CS 440/540
Program 2

due
June 9, 2008

The Program

In this program you will add a yacc-based parser (yacc being byaccj or bison), symbol table access, and some code generation to your compiler. This is the largest of the pieces of your compiler.

The parser is built around the grammar in the PAXI Language Definition. An ASCII file containing just the grammar can be found here. Use your favorite text editor to convert this into the basis for your yacc file.

The Parser

The parser is straight forward. C/C++ users will need a %union declaration, however, with three field types -- one for integer, one for pointer to character, and one for pointer to symbol table entry. (The pointer to character type will be used to get ID strings from the scanner.) Java users will use the ival and sval instance fields from ParserVal for the integer and String types and the obj (type Object) instance field, typecast to pointer to symbol table entry.

You will have to make a few small additions to your lex (flex or jflex) file. Pass integer values (from the action for NUMBER) and strings (from the action for ID) to the parser through assignment to yylval.

Most of the effort in building the yacc file will be in accessing the symbol table and in code generation.

Calling the Symbol Table Routines

Your program will call the insert function from your symbol table to create new table entries whenever a declaration is parsed and will call the lookup function whenever an identifier is referenced.

New Table Entries

A new table entry will be made in each of four situations: a global declaration, a procedure definition, a procedure parameter being read, and a local declaration.

Global scalar variables are declared in each right hand side of production 5, <global_var_list>. A character string (for the name field) should be attached to each ID token. The size field will be 1. Arrays are declared in production 8, <single_array>. The name field will be attached to the ID token and the size field will be attached to the NUMBER token.

To find a location field value for globals you must allocate memory in the data store for the item (variable or array) and bind the item to the memory allocated to it. This is done by keeping a "next available" counter with the address (data store index) of the next place which is available to be allocated. This counter is increased by the size of the item (allocating). The value of the counter before allocating becomes the location field (binding).

Procedures are declared in production 10, <procedure_decl>. Again, the name field will be attached to the ID token. The size field will hold the number of formal parameters. These must be counted from the number of entries in the parameter list. This can be done in production 12, <formal_list>, by incrementing a counter.

When a symbol table entry is made for a parameter or a local variable you must make sure that it can be distinguished from a possible global variable of the same name. The easiest way to do this is by mangling the name. Append the name of the procedure it is declared in to the ID, separated by a character which cannot appear in an identifier (e.g. '#' or '@').

Parameters are declared in production 12, <formal_list>. The name field is built from the string attached to the ID token. The size is 1. The location field is the number (starting with 1 in each procedure) of the parameter in the parameter list. This is computed from the counter incremented in this production.
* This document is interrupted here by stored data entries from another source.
PR #344, opened 2022-02-22
Polish integration tests to use envtest

### LINKED ISSUE #339: Polish integration tests
The current integration test relies on the upstream apiservertesting package, and due to that, we had to bear with some extra work/hack:

- add `update-generated-openapi.sh`
- introduce `hack/testdata` folder and a hack to [soft-link ](https://github.com/kubernetes-sigs/scheduler-plugins/blob/9ed1891abcd07dc6d8cc9631cc57e548e2250865/hack/integration-test.sh#L50) to the vendor folder

I'm proposing to leverage [setup-envtest](https://pkg.go.dev/sigs.k8s.io/controller-runtime/tools/setup-envtest) to achieve the same goal, while simplifying the the codebase as well as Makefile entries.

yibozhuang:
#### What type of PR is this?

/kind cleanup

This change removes the dependency on
`apiservertesting` testing package and leverage
the `envtest` framework from controller-runtime
https://github.com/kubernetes-sigs/controller-runtime/tree/master/pkg/envtest
to spin up `apiserver` and `etcd` in integration test

Using this framework will simplify the code
and remove the need for `hack/testdata` and
the autogen target that uses `update-generated-openapi.sh`
The bring up of `apiserver` and `etcd` is done in the
TestMain so that we only need to do this once and
the integration tests will not need to spin up
`apiserver` each time which was the case before.

As part of the this rework, ensured that all pods
are properly cleaned up and removed at the end
of each integration test.

Signed-off By: Yibo Zhuang <yibzhuang@gmail.com>

Fixes #339


hack/integration-test.sh
```diff
@@ -21,42 +21,16 @@ set -o pipefail
...
-}
-
 runTests() {
-  kube::log::status "Starting etcd instance"
-  CLEANUP_REQUIRED=1
-  kube::etcd::start
+  kube::log::status "Configuring envtest"
+  TEMP_DIR=${TMPDIR-/tmp}
+  source ${TEMP_DIR}/setup-envtest
+  rm -rf ${TEMP_DIR}/setup-envtest
```
Huang-Wei, line 28: Can we make this part of `cleanup` and use `trap cleanup EXIT` to guarantee it?

go.mod
```diff
@@ -21,12 +19,114 @@ require (
...
-	k8s.io/kube-openapi v0.0.0-20211115234752-e816edb12b65
 	k8s.io/kube-scheduler v0.23.3
 	k8s.io/kubernetes v1.23.3
 	k8s.io/utils v0.0.0-20211116205334-6203023598ed
-	sigs.k8s.io/yaml v1.2.0
+	sigs.k8s.io/controller-runtime v0.11.1
+	sigs.k8s.io/yaml v1.3.0
+)
+
+require (
```
Huang-Wei, line 29: This new block is due to go 1.17?

test/integration/main_test.go
```diff
@@ -17,11 +17,32 @@ limitations under the License.
...
+	"log"
+	"path/filepath"
 	"testing"
 
-	"k8s.io/kubernetes/test/integration/framework"
+	"k8s.io/client-go/rest"
+	"sigs.k8s.io/controller-runtime/pkg/envtest"
 )
 
+var testCfg *rest.Config
```
Huang-Wei, line 28: Add a comment above, and maybe rename to globalKubeConfig

```
// Global kubeConfig to connect to the testing API server.
```

test/integration/utils.go
```diff
@@ -143,3 +154,102 @@ func (e *eqWrapper) Used(used v1.ResourceList) *eqWrapper {
 func (e *eqWrapper) Obj() *v1alpha1.ElasticQuota {
 	return e.ElasticQuota
 }
+
+type testContext struct {
```
Huang-Wei, line 158: any particular reason to compose one instead of reusing the upstream TestContext?

test/integration/utils.go
```diff
@@ -143,3 +154,102 @@ func (e *eqWrapper) Used(used v1.ResourceList) *eqWrapper {
...
+	if testCtx.DynInformerFactory != nil {
+		testCtx.DynInformerFactory.Start(testCtx.Ctx.Done())
+	}
+	testCtx.InformerFactory.WaitForCacheSync(testCtx.Ctx.Done())
+	if testCtx.DynInformerFactory != nil {
+		testCtx.DynInformerFactory.WaitForCacheSync(testCtx.Ctx.Done())
+	}
+}
+
+func cleanupPods(t *testing.T, testCtx *testContext, pods []*v1.Pod) {
```
Huang-Wei, line 211: Same here, any particular reason to duplicate the code here instead of reusing the k/k version?

Huang-Wei (commented):
Thanks @yibozhuang ! This PR is super neat!

Some nits below.

go.mod
yibozhuang: Right I'm not sure why these indirect requires are being added after running
```
go mod tidy
```

I took the first one `github.com/Azure/go-ansiterm` for example and did
```
$ go mod why -m github.com/Azure/go-ansiterm
# github.com/Azure/go-ansiterm
sigs.k8s.io/scheduler-plugins/cmd/scheduler
k8s.io/kubernetes/cmd/kube-scheduler/app
k8s.io/component-base/term
github.com/moby/term
github.com/moby/term/windows
github.com/Azure/go-ansiterm
```

test/integration/main_test.go
yibozhuang: Sure thing, done.

go.mod
Huang-Wei: > Right I'm not sure why these indirect requires are being added after running

It seems to be a result of Go 1.17: https://stackoverflow.com/questions/69432877/why-there-are-two-require-blocks-in-go-mod-since-go-1-17

> Because in Go 1.17 the module graph has been changed to enable pruning and lazy loading. The second require block contains indirect dependencies.

Huang-Wei:
/lgtm
/approve

Thanks @yibozhuang !

Makefile
```diff
@@ -107,23 +107,19 @@ update-vendor:
...
+unit-test: update-vendor
 	hack/unit-test.sh
 
-.PHONY: install-etcd
-install-etcd:
-	hack/install-etcd.sh
-
-.PHONY: autogen
-autogen: update-vendor
-	hack/update-generated-openapi.sh
```
zorro786, line 119: @yibozhuang Removing this script is causing the following error for me when I try to run intg tests:

```
+++ [0308 22:31:18] Configuring envtest
+++ [0308 22:31:18] Running integration test cases
# k8s.io/kubernetes/cmd/kube-apiserver/app
vendor/k8s.io/kubernetes/cmd/kube-apiserver/app/server.go:401:80: undefined: "k8s.io/kubernetes/pkg/generated/openapi".GetOpenAPIDefinitions
```

Earlier running `make autogen` was used to fix this. I tried running `update-vendor` but it is not helping.

CC: @Huang-Wei

yibozhuang: See https://github.com/kubernetes-sigs/scheduler-plugins/pull/344#discussion_r813126976

Basically if your integration test is importing `k8s.io/kubernetes/test/integration/util` then you will hit this problem.
So I suggest taking a look at the `utils.go` at https://github.com/kubernetes-sigs/scheduler-plugins/blob/master/test/integration/utils.go and update your test to remove any dependency on the k/k `test/integration/util` package.

zorro786: Neat!

Huang-Wei: @zorro786 now we get rid of hack/update-generated-openapi.sh :)

Issue #607, opened 2023-07-27
We should host the helm chart on our github page


zwpaper:
### Area

- [ ] Scheduler
- [ ] Controller
- [X] Helm Chart
- [ ] Documents

### What happened?

users can only use the scheduler plugins Helm Chart from the source code

### What did you expect to happen?

install scheduler plugins Helm Chart directly from the internet(github page)

we can use https://github.com/helm/chart-releaser to create the release and index for the Chart,
it would:

1. create a chart artifacts to GitHub Release
2. create an `index.yaml` which we could used to hosted on GitHub Page

### Kubernetes version

<details>

```console
$ kubectl version
# 1.26.7
```

</details>

### Scheduler Plugins version

<details>
0.26.7
</details>

Huang-Wei:
I'm not sure this is still valid: https://medium.com/@mattiaperi/create-a-public-helm-chart-repository-with-github-pages-49b180dbb417. Jus FYI.

Huang-Wei:
Seems Github pages has evolved a lot since last time I used it:

## build from source

![image](https://github.com/kubernetes-sigs/scheduler-plugins/assets/1425903/77607c2f-0c4c-4e1e-9f34-44a663661e0a)

## build from github actions

<img width="968" alt="image" src="https://github.com/kubernetes-sigs/scheduler-plugins/assets/1425903/af96017c-081c-477f-b778-c3c2d67d6c8b">

@zwpaper you can explore either option to build

zwpaper:
GitHub Action may be a good option, we can use the markdown docs in repo to build a website.

I will look into this after I fix the 1.27 bug

Huang-Wei:
> I will look into this after I fix the 1.27 bug

Yup, that's definitely a higher priority one.

zwpaper:
/reopen

we should leave this issue open until host the index on out netlify page

zwpaper:
/close 

we have hosted the chart on page

PR #616, opened 2023-08-07
site: init hugo site by docs

zwpaper:
#### What type of PR is this?

/kind documentation

1. init GitHub Pages by using the docs
2. create GitHub Action to deploy the Page
3. Skip generate and verify the toc in site, as the Page already has toc

This PR is related to https://github.com/kubernetes-sigs/scheduler-plugins/issues/607, but deploy a page first, later I will fire a PR for the Helm Chart after this one.

1. we need to decide the domain for the page, `scheduler-plugins.sigs.k8s.io` would be the obvious choice, but it seems to be a bit too long.
4. update the domain in Pages Settings
5. I have set up a demo in my fork: https://sched.kweizh.com/

@Huang-Wei 

BTW, the page theme learned from https://kwok.sigs.k8s.io/

```release-note
init github page support
```


zwpaper:
@Huang-Wei we need some advice and help from you to decide whether to continue and how to

Huang-Wei:
Thanks @zwpaper for working on this!

> we need to decide the domain for the page, scheduler-plugins.sigs.k8s.io would be the obvious choice, but it seems to be a bit too long.

scheduler-plugins.sigs.k8s.io doesn't look bad. I'm fine with it.

> update the domain in Pages Settings
I will wait for this PR to be merged, and then submit a PR to create a subdomain under sigs.k8s.io, like [this one](https://github.com/kubernetes/k8s.io/issues/4581)

Two questions:

- Are you going to introduce [netlify](https://github.com/kubernetes-sigs/kwok/blob/main/netlify.toml) into doc PR's CI pipeline?
- Are you going to work on de-dupe the docs among `site/` and non-site locations? so we have a single place for all documents.

zwpaper:
@Huang-Wei thanks for the review.

> scheduler-plugins.sigs.k8s.io doesn't look bad. I'm fine with it.

ok, I will update the PR to the domain.

> I will wait for this PR to be merged, and then submit a PR to create a subdomain under sigs.k8s.io, like https://github.com/kubernetes/k8s.io/issues/4581

ok, I can also help with that after we are on the same page.

> Are you going to introduce [netlify](https://github.com/kubernetes-sigs/kwok/blob/main/netlify.toml?rgh-link-date=2023-08-09T21%3A28%3A08Z) into doc PR's CI pipeline?

No, GitHub has built-in Page support, I am using the GitHub Pages to set up the site.

> Are you going to work on de-dupe the docs among site/ and non-site locations? so we have a single place for all documents.

yes, but after the site is online, so that we can avoid the gap between the site and non-site docs, because we may need some time to set up and make sure the site works as expected.

I will update the PR, and then we should be good to go.

zwpaper:
@Huang-Wei I have updated the PR to set the site to scheduler-plugins.sigs.k8s.io, we may need your help first to update the Page setting before merging this PR, I have appended the steps here https://github.com/kubernetes-sigs/scheduler-plugins/issues/620

zwpaper:
just find out it looks like all sigs projects use netlify to set up Pages, is there something I have not caught up on?

should we change to Netlify?

Huang-Wei:
> just find out it looks like all sigs projects use netlify to set up Pages, is there something I have not caught up on?
> 
> should we change to Netlify?

I think so, which allows us to identify tricky issues (html rendering, etc.) during PR review. I noticed kqueue also used [it](https://github.com/kubernetes-sigs/kueue/blob/main/netlify.toml). So it's a good practice I think.

If we use netlify, so basically we will get a netlify domain name, and in the k8s.io DNS request, we point scheduler-plugins.sigs.k8s.io to the netlify one (instead of the pages URL of github).

> @Huang-Wei I have updated the PR to set the site to scheduler-plugins.sigs.k8s.io, we may need your help first to update the Page setting before merging this PR, I have appended the steps here https://github.com/kubernetes-sigs/scheduler-plugins/issues/620

With that being said, some of the steps are no longer needed. I will do whatever needed in the Github side after you switch to netlify.

Huang-Wei:
Per my understanding, when using netlify it will take over the docs CI, so the Pages setting can be left as-is and github-action is also not needed. See https://github.com/kubernetes-sigs/kueue/tree/main/.github and https://github.com/kubernetes-sigs/kueue/blob/main/netlify.toml

zwpaper:
BTW, found the Netlify standard, FYI if anyone is interested. https://github.com/kubernetes/community/blob/master/github-management/subproject-site-requests.md#subproject-domain-request.

@Huang-Wei it seems that we should merge this PR before requesting the Netlify setup.

I have updated the PR to use netlify, PTAL, and I will fire the netlify and DNS requests after this one merged.

Huang-Wei:
/approve

Thanks @zwpaper again!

Local variables are declared in (each right hand side of) production 15, <local_var_list>. The name field is built from the string attached to ID and size is 1. The location field is the number (starting with 1 in each procedure) of the local variable. As with parameters, this is found by keeping a counter and incrementing it as each local variable is declared.

Looking Up Table Entries

Anywhere in a program where and identifier is used other than where it is being defined it must be looked up in the symbol table. In these places a semantic check must be made (to make sure, for example, that a procedure name is not being used as a variable) and the location field must be made available for code generation.

Scalar variables, arrays, parameters, and/or local variables are referenced in productions 30 (<variable>), 31 (<read_statement>), and 32 (<write_statement>). Procedures are referenced in production 25 (<call>). When an ID is found where a variable is expected you must first check to see if a local variable exists with that name. If none does, check for a global variable.

Code Generation

For Program 2 you will do code generation for variable and array references, arithmetic, the read and write statements, and the assignment statement.

Code generation is done by keeping a string array (an ArrayList of Strings for Java, a vector of strings for C++) where each string is a line of C code. Code will be added to this array from appropriate productions in the parser. When parsing (and hence code generation) is complete this array (along with some additional code to be discussed in class) is written to the output file making a C source file.

All arithmetic will be done using the stack. That is, a binary operation will pop two arguments from the stack into a temporary location (500 - 509 in the data store), perform the operation, and push the result.

Details on code generation will be discussed in class.

To Hand In

As usual you will hand in your source code and a terminal session using sample data to be provided later.